**REQUIREMENT**
Word for word, the records below are to be set down again.

**Data records**
----------------
PR #188, opened 2024-02-20
Inference refactoring

EvanMachusak:
- Refactored invocation signature matching by separating concerns into:
  - Type conversion via the TypeConverter service
  - Signature matching via the InvocationBuilder service
  - ELM node creation via the ElmFactory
----------------
**RESPONSE**
PR #188, opened 2024-02-20
Inference refactoring

EvanMachusak:
- Refactored invocation signature matching by separating concerns into:
  - Type conversion via the TypeConverter service
  - Signature matching via the InvocationBuilder service
  - ELM node creation via the ElmFactory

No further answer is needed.